#### WORK ORDER:
What you return must be every line below that includes the word "login".

#### DATA PROVIDED:
Issue #1610, opened 2018-03-14
Consider introducing ShellSettings.Id


kevinchalet:
We're currently using `ShellSettings.Name` as a stable tenant identifier for the Data Protection services (it's also heavily used in my last PR to determine token audiences).

Unfortunately, this is not an ideal candidate as the tenant name can be accidentally re-assigned to another tenant (after deleting the existing one). It has security implications if the tenant is managed by someone else, as data encrypted by the removed tenant could be decrypted by the new tenant (since they share the same name).

To fix that, I suggest introducing a new opaque `Id` property (typically... a GUID) we can safely use for isolation purposes.

/cc @sebastienros

sebastienros:
We actually have private keys in this files, or at least we have an issue to generate it. I can show you how it is in O1. I think we should use it, but the idea is exactly the same so I agree with the initiative.

sebastienros:
It's not about privacy of the value, it's that we already need a key for secrets anyhow, and it's stored in the same file, ~~and we already have a field for it~~. 

Well apparently we didn't create the field yet, so it's fine creating a new Id in the shell settings.
Around here: https://github.com/OrchardCMS/OrchardCore/blob/dev/src/OrchardCore.Modules/OrchardCore.Setup/Services/SetupService.cs#L116

Just add a property to `ShellSettings` and it should be stored automatically.

sebastienros:
As part of your PR?

PinpointTownes:
What should we use? A GUID? Or a shorter thing?

sebastienros:
you can use the `IIdGenerator` if it's available (shorter, readable guid). Otherwise guid.

PinpointTownes:
Nice. Looks like `OrchardCore.Entities` is indirectly referenced by the setup module, so that's fine.

sebastienros:
The workflow branch is moving it to a more common package. This won't be an issue either.

PinpointTownes:
I'll do that in a future PR, as this is a quite massive change that deserves a dedicated PR.

PinpointTownes:
Note: now that tenants have their own key ring, doing that is way less interesting (since the keys wouldn't be preserved after re-creating a tenant with the same name, the new tenant couldn't decrypt payloads encrypted by the former tenant)

sebastienros:
Close if you think that's not necessary anymore.

PinpointTownes:
[...]

PR #7812, opened 2020-11-30
Replace ShellSettings Identifier by VersionId

jtkech:
The ShellSettings Identifier is used for consistency checking and we may introduce a real ID property later, so as suggested by @kevinchalet https://github.com/OrchardCMS/OrchardCore/issues/1610#issuecomment-733021441, see below, here we use a `VersionId` property instead.

> @jtkech hum, then maybe Version, Timestamp or ConcurrencyCheck would have been better names? If we decide to introduce a real ID property later, having both Id and Identifier will be very confusing.

### DIFF
--- a/src/OrchardCore/OrchardCore.Abstractions/Shell/ShellSettings.cs
+++ b/src/OrchardCore/OrchardCore.Abstractions/Shell/ShellSettings.cs
@@ -38,10 +38,10 @@ namespace OrchardCore.Environment.Shell
 
         public string Name { get; set; }
 
-        public string Identifier
+        public string VersionId
         {
-            get => _settings["Identifier"];
-            set => _settings["Identifier"] = value;
+            get => _settings["VersionId"];
+            set => _settings["VersionId"] = value;
         }
 
         public string RequestUrlHost
--- a/src/OrchardCore/OrchardCore/Shell/ShellHost.cs
+++ b/src/OrchardCore/OrchardCore/Shell/ShellHost.cs
@@ -141,7 +141,7 @@ namespace OrchardCore.Environment.Shell
 
         public async Task UpdateShellSettingsAsync(ShellSettings settings)
         {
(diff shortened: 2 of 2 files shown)


Skrypt:
Not sure about that one @jtkech I think that `Identifier` defines exactly what it is. It's not a version but really an identifier. Just saying, but I don't know all the story.

jtkech:
@Skrypt 

I introduced it myself for consistency checking ;)

            settings = await _shellSettingsManager.LoadSettingsAsync(settings.Name);

            // Consistency: We may have been the last to add the shell but not with the last settings.
            if (settings.Identifier == currentIdentifier)
            {
                return;
            }

kevinchalet:
Sounds like a good compromise 👍

deanmarcussen (commented):
LGTM.

I assume for migrations the `VersionId` will just return null, not be equal to the new one, and get a new `VersionId` generated.

A real identifier for use in the tenant cookie would be great @jtkech 

So annoying when you're working off localhost with a few sites and keep having to login/logout because the cookie is conflicting - to the point I am often overriding the `CookieAuthenticationOptions` to provide a specific cookie name for the particular project.

jtkech:
@kevinchalet thanks ;)

@deanmarcussen 

> I assume for migrations the VersionId will just return null, not be equal to the new one, and get a new VersionId generated.

Yes, it will be generated only when the settings will be saved again, just before, but that's okay as we only check it when we read back the settings we just saved with therefore a new VersionId

> A real identifier for use in the tenant cookie would be great @jtkech

Okay, but in a separate PR as i may need more info and thinkings as a tenant can be pre-created by a config source.

> So annoying when you're working off localhost with a few sites and keep having to login/logout because the cookie is conflicting - to the point I am often overriding the CookieAuthenticationOptions to provide a specific cookie name for the particular project.

I agree ;)

deanmarcussen (approved):

PR #7824, opened 2020-12-01
Support complex json token as parameter name

### LINKED ISSUE #7823: Allow json token  as parameter name in recipe
Currenty in recipes you can only  use simple json parameter names  passed in as parameter to parameters function 

eg 

```
      "Text": "[js: parameters('FirstName')]"
```

I would like to use complex json names like 

```
    "Text": "[js: parameters('Properties.FirstName')]"
     "Text": "[js: parameters('Properties.LastName')]"
```

my recipe  I want to use looks like this  : 

```
"LandingPage": {
            "FullName": {
              "Text": "[js: parameters('Properties.FirstName')]"
            },
            "ProfessionalTitle": {
              "Text": "[js: parameters('Properties.ProfessionalTitle')]"
            }
          },

```

submitting a pr to support this.

giannik:
fixes #7823

### DIFF
--- a/src/OrchardCore/OrchardCore.Recipes.Core/ParametersMethodProvider.cs
+++ b/src/OrchardCore/OrchardCore.Recipes.Core/ParametersMethodProvider.cs
@@ -18,7 +18,7 @@ namespace OrchardCore.Recipes
                 Name = "parameters",
                 Method = serviceprovider => (Func<string, object>)(name =>
                {
-                   return environmentObject[name].Value<string>();
+                   return environmentObject.SelectToken(name)?.Value<string>();
                })
             };
         }


deanmarcussen:
Out of curiosity how are you populating these complex objects?

From a custom setup screen or...?

giannik:
Yeah dean, 
I have  a custom workflow task "CreateCustomTenant" in which when executing i run the following 
```
 foreach (var keyValuePair in setUpProperties)
                    {
                        if (!string.IsNullOrEmpty(keyValuePair.Key))
                        {
                            setupContext.Properties[keyValuePair.Key] = keyValuePair.Value;
                        }

                    }
```


In setupContext I have added the additional property to store these values : 

```

       /// Gets and additional key/value info.
        /// </summary>
        public IDictionary<string, string> Properties { get; } = new Dictionary<string, string>();
```


Then when my custom recipe runs it picks them up from Properties bag.


Its a generic bag to pass in additional properties when setting up a tenant.

Can submit a pr for this as well if you think its not too specific.

deanmarcussen (approved):
Interesting, want to open another issue with the properties explanation, and we can look at it?

giannik:
sure , will do over the weekend.

PR #12315, opened 2022-09-02
Extract GetLanguageDirection() and IsRightToLeft() to CultureInfoExtensions

hishamco:


src/OrchardCore/OrchardCore.Localization.Abstractions/LanguageDirection.cs
```diff
@@ -1,36 +1,17 @@
-using System.Globalization;
+namespace OrchardCore.Localization;
 
-namespace OrchardCore.Localization
+/// <summary>
+/// Provides a language directions.
+/// </summary>
+public static class LanguageDirection
```
Skrypt, line 6: Why not use a string enumeration here?

hishamco: It's enum like class, coz the enumerations valid for integer based types

Skrypt (approved):

PR #12323, opened 2022-09-04
DbConnectionValidator fails if Shell Settings from database

### LINKED ISSUE #12334: DbConnectionValidator fails if Shell Settings come from same database
If shell settings come from the same database, the document table may already exist before the setup, in that case during the setup the DbConnectionValidator fails because the document table already exits.

jtkech:
Fixes #12334 

If shell settings come from the same database, the document table may already exist before the setup, in that case during the setup the DbConnectionValidator fails because the document table already exits.

**Updated**: So here, in case the Document table exists, we check if the `ShellDescriptor` document exists.

### DIFF
--- a/src/OrchardCore/OrchardCore.Data.YesSql/DbConnectionValidator.cs
+++ b/src/OrchardCore/OrchardCore.Data.YesSql/DbConnectionValidator.cs
@@ -85,7 +85,7 @@ public class DbConnectionValidator : IDbConnectionValidator
             if (result.HasRows)
             {
                 // The database and prefix are already in use.
-                return DbConnectionValidatorResult.DatabaseAndPrefixInUse;
+                return DbConnectionValidatorResult.DatabaseAndTablePrefixInUse;
             }
         }
         catch
--- a/src/OrchardCore/OrchardCore.Data.YesSql/DbConnectionValidator.cs
+++ b/src/OrchardCore/OrchardCore.Data.YesSql/DbConnectionValidator.cs
@@ -51,7 +51,7 @@ public class DbConnectionValidator : IDbConnectionValidator
 
         if (provider != null && !provider.HasConnectionString)
         {
-            return DbConnectionValidatorResult.DocumentNotFound;
+            return DbConnectionValidatorResult.Success;
         }
 
         if (String.IsNullOrWhiteSpace(connectionString))
@@ -80,20 +80,19 @@ public class DbConnectionValidator : IDbConnectionValidator
             sqlCommand.CommandText = sqlBuilder.ToSqlString();
 
             using var result = await sqlCommand.ExecuteReaderAsync();
+
+            // If the 'ShellDescriptor' document already exists.
             if (result.HasRows)
             {
-                // At this point we know that the 'ShellDescriptor' document exists.
-                return DbConnectionValidatorResult.DocumentFound;
+                // The database and prefix are already in use.
+                return DbConnectionValidatorResult.DatabaseAndPrefixInUse;
             }
-
-            // The 'Document' table exists but not the 'ShellDescriptor' document.
-            return DbConnectionValidatorResult.DocumentNotFound;
         }
         catch
         {
-            // At this point we know that the document table does not exist.
-            return DbConnectionValidatorResult.DocumentNotFound;
         }
+
+        return DbConnectionValidatorResult.Success;
     }
 
     private ISqlBuilder GetSqlBuilderForShellDescriptorDocument(string tablePrefix, DatabaseProviderName providerName)
--- a/src/OrchardCore/OrchardCore.Data.YesSql/DbConnectionValidator.cs
+++ b/src/OrchardCore/OrchardCore.Data.YesSql/DbConnectionValidator.cs
@@ -8,7 +8,7 @@ using Microsoft.Extensions.Options;
 using MySqlConnector;
 using Npgsql;
 using OrchardCore.Data.YesSql.Abstractions;
-using OrchardCore.Environment.Shell.Configuration;
+using OrchardCore.Environment.Shell.Descriptor.Models;
 using YesSql;
 using YesSql.Provider.MySql;
 using YesSql.Provider.PostgreSql;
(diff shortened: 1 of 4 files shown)


src/OrchardCore/OrchardCore.Data.YesSql/DbConnectionValidator.cs
```diff
@@ -71,6 +75,13 @@ public async Task<DbConnectionValidatorResult> ValidateAsync(string databaseProv
             return DbConnectionValidatorResult.InvalidConnection;
         }
 
+        // If the shell settings come from the same database, the document table may already exist.
+        if (_shellsSettingsSources.GetType().Name == "DatabaseShellsSettingsSources")
```
hishamco, line 79: Use `nameof`

hishamco (approved):
LGTM except a little comment

src/OrchardCore/OrchardCore.Data.YesSql/DbConnectionValidator.cs
jtkech: Yes would have been better.

But no luck `DatabaseShellsSettingsSources` is defined in `OC` and here the project `OC.Data.YesSql` only references `OC.Abstractions` ;)

Otherwise I would have used `if (_shellsSettingsSources is DatabaseShellsSettingsSources)`

MikeAlhayek: @jtkech At what point would the table exists before the tenant is setup? I don't know if that check belongs in the database validator. Maybe add this check during setup instead?

MikeAlhayek:
@jtkech At what point would the table exists before the tenant is setup? I don't know if that check belongs in the database validator. Maybe add this check during setup instead?

src/OrchardCore/OrchardCore.Data.YesSql/DbConnectionValidator.cs
hishamco: I see

jtkech:
@MikeAlhayek you know, this is when we use `.AddDatabaseShellsConfiguration()`.

On a first request we try to get the tenant settings from `tenants.json` by default, e.g. to see if we have to do a setup. When they come from a database (that may be the same or not), we retrieve the database info from `IConfiguration`, that's why we can connect to it before a setup, then if there is no tenants settings yet we store a default document in the Document table, which is then created if it doesn't exist yet.

So if `.AddDatabaseShellsConfiguration()` is configured with the same database, the setup fails because the Document table already exists.

jtkech:
Just to say that it is better to now use `DbConnectionValidator` ;)

Just to explain why it fails here.

jtkech:
So in place of checking if we use `DatabaseShellsSettingsSources` (that may use the same database or not), we now check (in case the Document table already exists) if the `ShellDescriptor` document exists

MikeAlhayek:
I don't think that check belongs in the validator. I could be wrong, but I feel it should be done at an upper level instead.

jtkech:
@MikeAlhayek 

Just for info on how we can create an isolated `ShellContext` with an empty `ShellDescriptor`, and then use it to create a scope which allows to use an `ISession` without having to deal with lower level YesSql things.

https://github.com/OrchardCMS/OrchardCore/blob/8b43028b5da9e697f39d2c477ca3916a5fdd94f7/src/OrchardCore/OrchardCore.Infrastructure/Shells.Database/Extensions/DatabaseShellContextFactoryExtensions.cs#L21-L32

https://github.com/OrchardCMS/OrchardCore/blob/8b43028b5da9e697f39d2c477ca3916a5fdd94f7/src/OrchardCore/OrchardCore.Infrastructure/Shells.Database/Configuration/DatabaseShellsSettingsSources.cs#L67-L72

jtkech:
> I don't think that check belongs in the validator. I could be wrong, but I feel it should be done at an upper level instead.

Sorry I don't understand, if the Document table already exists but only for the shells settings/configs, we still want to do the setup and also check e.g. the connection, but don't fail to validate.

Did you see my changes where I only check if the ShellDescriptor document exists in the Document table (if the table exists).

MikeAlhayek:
Yes. That code now makes more sense but still may have a flow.  What if the table was manually created? That would return DocumentNotFound even when it does. 

Maybe we should create a new Result other (maybe "DocumentExistsWithShellSettings") than document found to distinguish between "document table found with shell-settings" from "document table found". This validator is used when adding new tenant to also ensure a connection+prefix does not exists before we allow to use the connection.

jtkech:
> This validator is used when adding new tenant to also ensure a connection+prefix does not exists before we allow to use the connection.

Yes I know and it will still work

jtkech:
> What if the table was manually created? That would return DocumentNotFound even when it does.

Yes here document not found means ShellDescriptor document not found, we could change the name.

MikeAlhayek:
@jtkech here are my thought on this. I understand the need for identifying when a `ShellDescriptor` document exists. But, I don't like the use of `DatabaseAndTablePrefixInUse` or `Success`. I think the term `Success` is subjective here depending of the request needs. For example, Success to the setup call may mean different that to the new tenant request. Also, `DatabaseAndTablePrefixInUse` , may not make sense when prefix is not used.

Here is my suggestion, in `DbConnectionValidatorResult` rename `DocumentFound` to `DocumentTableFound`. Also rename `DocumentNotFound` to `DocumentTableNotFound`. Then add a new value called `ShellDescriptorDocumentFound`.

Finally your if statement would look like this

```
try
{
    var selectCommand = connection.CreateCommand();
    selectCommand.CommandText = selectBuilder.ToSqlString();

    using var result = await selectCommand.ExecuteReaderAsync();

    if (result.HasRows)
    {
        // At this point we know that the Document table and the ShellDescriptor record exists.
        return DbConnectionValidatorResult.ShellDescriptorDocumentFound;
    }

    // At this point the Document table exists with no ShellDescriptor document.
    return DbConnectionValidatorResult.DocumentFound;
}
catch
{
    // At this point we know that the document table does not exist.
    return DbConnectionValidatorResult.DocumentNotFound;
}
```

With the above, we know if an empty `Document` table exists vs `Document` table exists with at least one `ShellDescriptor` record. This is much more helpful to the consumer. In the setup call we validate using`ShellDescriptorDocumentFound` but in the TenantValidatior we validate `ShellDescriptorDocumentFound || DocumentFound`.

I would also keep the name variable name `selectCommand` instead of the proposed `sqlCommand` since the underlining command is strictly a select command.

jtkech:
@MikeAlhayek 

Okay no problem, feel free to update what you want on this branch, if you do not have access rights I suggest that you open a new PR, then I will close this one, the important thing being to fix the issue.

---

>  I think the term Success is subjective here and it's defined by the consumer needs.

Normally a validator succeeds or not, other data being additional info as error messages.

> For example, a success to the setup call means different than the new tenant request.

I don't think so as `OrchardCore_Shells_Database` can be configured with any `TablePrefix`.

> Also, DatabaseAndTablePrefixInUse, may not make sense when prefix is not used.

It just means that the prefix is null or empty.

>  In the setup call we validate using only using ShellDescriptorDocumentFound while in the TenantValidatior we validate ShellDescriptorDocumentFound || DocumentFound.

I don't think so as `OrchardCore_Shells_Database` can be configured with any `TablePrefix`.

> Lastly, I would also keep selectQuery.Take("1") at the end of the select query just to avoid searching for more than one record.

Yes I agree.

MikeAlhayek:
@jtkech I do not have permission to edit this PR. I submitted a PR as per your request. Feel free to close my PR if you want to follow through with this one instead.

jtkech:
Okay no problem I will review yours ASAP.

jtkech:
Close as replaced by #12342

#### RESULT FOR THIS TASK:
So annoying when you're working off localhost with a few sites and keep having to login/logout because the cookie is conflicting - to the point I am often overriding the `CookieAuthenticationOptions` to provide a specific cookie name for the particular project.
> So annoying when you're working off localhost with a few sites and keep having to login/logout because the cookie is conflicting - to the point I am often overriding the CookieAuthenticationOptions to provide a specific cookie name for the particular project.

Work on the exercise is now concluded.